Single-lung transplantation for COPD improves access to transplantation without jeopardizing survival
Compared to single-lung transplantation (SLT), bilateral lung transplantation (BLT) improves survival in some patients with chronic obstructive pulmonary disease (COPD). However, a new study finds that adopting a strategy of SLT for patients with COPD could improve access to lung transplantation and reduce waitlist mortality, without jeopardizing overall post-transplant survival.
Researchers used a decision-analysis model to simulate the effect of SLT and BLT allocation strategies. They used data from patients listed for lung transplantation in the United Network for Organ Sharing Standard Transplant Analysis and Research file. When the model was used to simulate the waitlist experience of 1,000 patients, doing a SLT for patients with COPD resulted in 809 transplant recipients compared to 758 recipients under a BLT strategy. There were also fewer waitlist deaths with SLT (157) compared to BLT (199).

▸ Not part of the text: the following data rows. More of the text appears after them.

PR #670, opened 2020-06-29
Pipeline

dillonkearns:
Hello @klazuka! I've got this to/from pipeline intention working pretty robustly. I'm happy to make any changes that you can think of, I'd love to hear your thoughts and ideas. I'm also happy to add more test coverage if you can think of areas that I haven't covered in the test suite.

Here are some demos with the code set to run `elm-format` after invoking each operation.

## Questions
* Should I run `elm-format` at all? Right now I have it set to run after running the pipeline intention if  `isElmFormatOnSaveEnabled` is true.
* Is this better split into multiple intentions to give it more granular naming?

### Examples 1 & 2
Screen Recording 2020-06-29 at 02 04 PM

### Examples 3 & 4
Screen Recording 2020-06-29 at 02 06 PM

### Example 5
Screen Recording 2020-06-29 at 02 07 PM


dillonkearns:
A couple of additional thoughts on things to work on to get this ready to merge:

- The whitespace handling in the current PR is hacky and relies on elm-format. Skip running elm-format there, and instead use some logic similar to https://github.com/klazuka/intellij-elm/blob/master/src/main/kotlin/org/elm/lang/core/psi/ElmPsiFactory.kt#L147-L171
- Add some test cases for examples that mix <| and |>
- Add some handling for converting chains of <|

klazuka:
Cool.

I tested it out on elm-spa-example `src/Article.elm`and ran into some cases where it generates code that doesn't type-check. For instance,

```elm
fetch : Maybe Cred -> Slug -> Http.Request (Article Full)
fetch maybeCred articleSlug =
    Decode.field "article" (fullDecoder maybeCred)
        |> Api.get (Endpoint.article articleSlug) maybeCred
```

And also if you play around with un-pipelining the functions that use json-decode-pipeline, it also generates invalid code. I think the problem is that it doesn't properly handle the introduction (or removal) of parentheses.

For instance:

```elm
foo = 
    identity "bar"
        |> identity
```

If you try to un-pipeline that, I would expect `identity (identity "bar")`, but it gives you something unexpected.

Similarly, if you try to pipepline `identity (identity "bar")`, it gives `"bar" |> identity |> identity`, but I would expect `identity "bar" |> identity`.

dillonkearns:
Great idea to look to `elm-spa-example` for test cases. And thanks for finding those unhandled scenarios, I'll add some tests for those and see if I can find any others. Thanks!

klazuka:
As for splitting the intentions, yes, I think that's a good idea. One problem with it that I have right now is that the "pipeline" action is suggested *everywhere*. And in some cases it's hard to understand what it will do.

One improvement would be to have a separate "un-pipeline" intention that is only offered on the `|>` operator. That will help make things more clear.

As for how and when to _create_ a pipeline, I think we need to enumerate the cases where the action is useful to see if we can come up with some rules for when it should be made available. This will help with the implementation and hopefully make it easier for the user to reason about when the action is available and what it will do.

klazuka:
As for relying on elm-format to do the formatting, that's a good idea, although I'm not sure about the performance ramifications. You definitely don't want to synchronously run an external process while executing inside IntelliJ's read or write action. I haven't looked at how you're doing it, but the IntelliJ docs on [their threading rules](https://www.jetbrains.org/intellij/sdk/docs/basics/architectural_overview/general_threading_rules.html) is worth reading.

klazuka:
Here's an example that generates invalid code when removing pipes, but *only* if the caret is on the right-hand-side of the pipe operator:

```elm
f =
    List.range 0 5
        |> List.map identity
```
Try it with the cursor on `List.range` (works correctly) and with the cursor on `List.map` (fails to type-check).

klazuka:
It seems to me that the 'remove pipes' intention should only be available when the cursor is actually on the `|>` token. Is there a reason you made it more lenient?

klazuka:
As for the 'add pipes' intention, it's hard for me to predict what it's going to do. Take this example:
```elm
foo =
    List.length
        [ List.range 0 5
            |> List.maximum
        ]
```
Since you can basically invoke "add pipes" anywhere, what should the user's mental model be of the _scope_ of the transformation? For instance, if I'm inside the List literal, is it scoped to a single element of that List? That sounds reasonable to me. I think it'd be helpful if there was some sort of rule like "parens, square brackets and curly brackets delimit the scope of the transform." 

I don't know what the actual rule _should be_, but nailing that down would help both implementation _and_ user understanding.

klazuka:
Also, I noticed a bug with the following example:
```elm
foobar =
    identity [ negate 1 ]
```
if you put the cursor on `identity` (or even at the end, after the closing square bracket) and invoke 'add pipeline', the generated code strips out the List literal. The code will type-check, but now the type of the expression is `number` instead of `List number`.

dillonkearns:
Hey Keith, thanks so much for taking a look at the progress!

I just pushed some new code where this example is fixed:

Screen Recording 2020-07-04 at 09 05 25 AM

> It seems to me that the 'remove pipes' intention should only be available when the cursor is actually on the |> token. Is there a reason you made it more lenient?

My thought process for that was that if you're in the context of a pipeline, it's convenient to be able to just pull up that action without moving your cursor to that precise operator. At least for me as a user, I would find that more convenient. So for the logic on whether the remove intention is available, I simply check if the function call in the current level of scope has any pipes before or after as siblings (i.e. it's in a pipeline). What do you think of that as the context for showing the intention?

> ```
> foobar =
>     identity [ negate 1 ]
> ```

Thanks for finding this case, I'll add a test for this!

> Since you can basically invoke "add pipes" anywhere, what should the user's mental model be of the scope of the transformation? For instance, if I'm inside the List literal, is it scoped to a single element of that List? That sounds reasonable to me. I think it'd be helpful if there was some sort of rule like "parens, square brackets and curly brackets delimit the scope of the transform."

Yes, that's exactly what I had in mind, too! There are some kinks to it right now that I need to work out, but that's the intention, to find the containing scope and apply it there. So the pipelines will be added/removed from the siblings of the function call you're looking at.

One interesting case is if you have pipelines already, but don't have the entire thing in a pipeline normalized form, I think it would be helpful to still make the Add Pipeline intention available to turn it into a full pipeline chain. For example:

```elm
example =
    times2 5
        |> List.singleton
```
*Add pipeline |>*

```elm
example =
    5
        |> times2 
        |> List.singleton
```

I don't have it working that way at the moment, but that's the direction I'm thinking of.

dillonkearns:
An internal note about the code: I'm thinking that it will be a generally helpful function to have available to get the function being called and all of its arguments in a normalized form. For example, it could be defined in the `ElmFunctionCallExpr` class. I think this could be helpful for some other refactorings that I'm thinking about working on.

There isn't anything to help normalize the form independent of pipes now, right? I think that could be a nice core building block to have available to ask, for a given function call expression, what values are being passed in.

klazuka:
Your reasoning about when to make 'remove pipes' available is fine with me.

> There isn't anything to help normalize the form independent of pipes now, right?

Do you mean normalizing expressions involving `|>` and `<|` into something just using parenthesized expressions? For instance,
```elm
f <| (g |> h)
```
becomes
```elm
f (h g)
```
?

If so, no, we don't have anything like that right now. It sounds useful, but the variety of whitespace issues related to this sounds complicated. Sometimes it will be multiple lines, sometimes parenthesized, etc. etc. I would worry that if you start to work on this, it could make an already difficult task more difficult (although certainly useful in the long-run).

dillonkearns:
Hey Keith,

I've got the pipeline intention showing up when it's relevant, operating on the desired context, and resulting in valid transformations. I'm not aware of any remaining cases that aren't working correctly besides handling of whitespace.

So what's remaining on my todo list is:

- [ ] Handle whitespace correctly for cases that are whitespace-sensitive
- [ ] Support `<|` chains in Remove Pipeline intention
- [ ] The intention is depending on `elm-format` to clean things up after running. Maybe I should not show the intention if `elm-format` isn't set up in the toolchain?


Also, I'm not able to reproduce the build failure. Do you have any idea what the problem might be or how I could reproduce it?

```
org.elm.workspace.ElmWorkspaceResolveTest > test does not resolve modules which are not direct dependencies FAILED
    java.lang.IllegalArgumentException at ElmWorkspaceResolveTest.kt:455

1313 tests completed, 1 failed

> Task :test FAILED

Deprecated Gradle features were used in this build, making it incompatible with Gradle 7.0.

FAILURE: Build failed with an exception.

* What went wrong:
Execution failed for task ':test'.
> There were failing tests. See the report at: file:///Users/runner/work/intellij-elm/intellij-elm/build/reports/tests/test/index.html
```

That's all I've got on my todo list right now. Let me know if you can think of anything else.

klazuka:
I'll look at your PR now.

As for that test failure, that has been periodically failing on Mac and Linux for a while now. It doesn't have anything to do with your PR. You can ignore it.

dillonkearns:
Oh, good to know about the test failures.

Thanks for taking a look. By the way, I played around with 3 different approaches to whitespace formatting:

1) Always run `elm-format` (current option)
2) Run the new element being created in the PsiFactory through `elm-format`
3) Don't run `elm-format` (just try to format reasonably)

(2) seems like an improvement over (1). It doesn't handle removing unnecessary parens around the main expression, so that's the main downside. The performance seems comparable, though. I'm guessing that there's a lot of overhead to just running the external executable.

(3) is significantly faster. It feels way snappier. I've got a local change where I am able to get the whitespace looking good (using some logic similar to your extract to let).

I'm actually learning towards (3). The biggest remaining challenge there will be avoiding unnecessary parens (but added them when needed). `elm-format` does a great job getting rid of those, so right now I put parens around each part of the pipeline.

If I can only put it around expressions where it's needed, then that would be ideal, as long as there aren't a lot of corner cases. For example, lambdas need to get parens to keep the same precedence. I'll have to do some experimentation to see what other cases need it and if it's feasible to manually handle all those cases.

dillonkearns:
Oh yes, and there's now a `Remove Pipeline` intention available for `<|`s

image

image

klazuka:
Of the 3 options for formatting, "don't run elm-format" would be ideal. Invoking that external process, especially through npm, has been problematic. I read that some improvements have been made in elm-format's wrapper script, but if we could avoid it, that'd be great.

But if handling the formatting yourself ends up being a ton of corner-cases, then just stick with the elm-format approach.

klazuka:
So I've played around with your latest code a bunch, and it works great! 💯 It feels *way* more bullet-proof. It's really cool that you can quickly preview whether the code would be more/less readable using a pipeline.

The only problem I've noticed is that it doesn't preserve comments. Here's an example from elm-spa-example:
```elm
scrollToTop =
    Dom.setViewport 0 0
        -- It's not worth showing the user anything special if scrolling fails.
        -- If anything, we'd log this to an error recording service.
        |> Task.onError (\_ -> Task.succeed ())
```

If you do 'remove pipes' on that, the line comments disappear. Same thing happens if it's a block comment. I'd be ok with deferring this to a later PR though as the fix may be hard and the workaround is pretty obvious (undo, copy the comment, run the intention again, paste the comment somewhere).

dillonkearns:
Hey Keith! Thanks so much for taking another look.

Quick update. I was able to get things formatting nicely directly (without `elm-format`). It feels way snappier, and I've got it to a state where the results are looking similar or exactly the same as `elm-format`'s results in most cases.

After working on it a bit, I realized that the only times that parens are needed within a pipeline are for syntax that changes precedence. And the only syntax that changes precedence is parens or operators (i.e. ElmBinOpExpr). So it turns out there aren't too many corner cases to consider!

Regarding comments, I handle one or two cases for that already, but in most cases, as you pointed out, I'm throwing comments away. But I do at least have some code that shows it's possible to preserve comments in a reasonable way. It will take some work to get it working, for example, to preserve comments in a reasonable way in the `Remove Pipeline` intention. I'll have to format each part of the pipeline on a separate line. It will be a bit tedious, but doable. If it's too much trouble, I'll just hide the intention in that case, but it would be great to get that last piece working so that people can use these refactorings without any hesitation.

I'll keep you posted! After that, I think it will be ready to merge in after a final round of testing and code cleanup.

Thanks again for the help with this!

klazuka:
Great! I’ll look at the code closely once you are ready for review, and do
a final round of play-testing.

вс, 12 июля 2020 г. в 10:11 PM, Dillon Kearns <notifications@github.com>:

dillonkearns:
Hey @klazuka, I'm now preserving comments. There's some code cleanup work I'd like to do before merging this in, but in terms of the behavior I think this is a candidate for the release. Could you take a look and let me know your thoughts? If it looks good then I'll finish the code cleanup work and we can finalize this.

A couple of things to note:

- Often we can simply do a pipeline where each pipeline segment is on its own line. In these cases the formatting is quite clean.
-  If there are any comments or multi-line arguments then I opt for using some extra parens to be sure I preserve the comments and whitespace correctly. It's very hard to preserve the comments otherwise, but most of the time that's not an issue so this seems reasonable. And elm-format will fix it when you save.

I'm open to any and all feedback and would love to hear any thoughts you have! Thank you!

klazuka:
I tested it out with jxxcarlson/elm-tar which has a lot of pipeline code. I only found one problem, and it's a pretty minor edge case.

If you try to remove the pipeline from:
```elm
foo =
    [ 1
    , 2
    , 3
    ]
        |> identity
```
it will generate a bad ident like so:
```elm
foo =
    identity
        [ 1
    , 2
    , 3
    ]
```

This a pretty minor issue because, at least in this case, it is still syntactically valid and running elm-format will fix it. So if it's hard to fix, then I'd be ok with leaving it as a known issue.

I think it's ready for final review. Can you go through and delete any commented-out code? Plus whatever other code cleanup, and then let me know and I will look more closely at the implementation.

dillonkearns:
Hi Keith, thank you for testing it out!

Yeah, let's leave that case as a known issue for now. That was one of the multiline cases that I got to "not working ideally, but working correctly." I did a lot of work to try to refine those cases, but didn't quite iron out that case. But I think it will overall be a smooth experience with the current behavior 👍 

I'll do some final code cleanup and reply here when it's ready for final review. Thanks!

dillonkearns:
Hey @klazuka, I did some refactoring and this PR is now ready for review. Let me know what you think, I'm more than happy to address any suggestions you have. Thank you!

klazuka:
Nice! I played around with a lot and it worked really well. Test coverage looks good and the overall code was structured well. There were a few code style things, but I prefer to just do the cleanup myself rather than try to describe the changes in PR comments, especially since some code style issues I really need to play around with to decide what fits best.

Post-transplant survival was similar for both approaches. In sensitivity analyses, SLT was always able to maximize the number of patients transplanted. Factors influencing the best strategy to maximize post-transplant survival included the relative survival benefit of BLT versus SLT, the donor interval, and the waitlist size. So while SLT always maximized access to transplantable lungs, BLT maximized the total number of life-years gained post-transplant when there were short waitlists or plentiful donors. Decisions about optimal allocation will therefore depend on whether society chooses to prioritize the number of patients transplanted or total post-transplant survival. Additionally, the best strategy may vary from region to region and even among different centers. The study was supported in part by the Agency for Healthcare Research and Quality (HS18406).
See "The societal impact of single versus bilateral lung transplantation for chronic obstructive pulmonary disease," by Jeffrey C. Munson, M.D., Jason D. Christie, M.D., and Scott D. Halpern, M.D., Ph.D., in the American Journal of Respiratory Critical Care Medicine 184, pp. 1282-1288, 2011.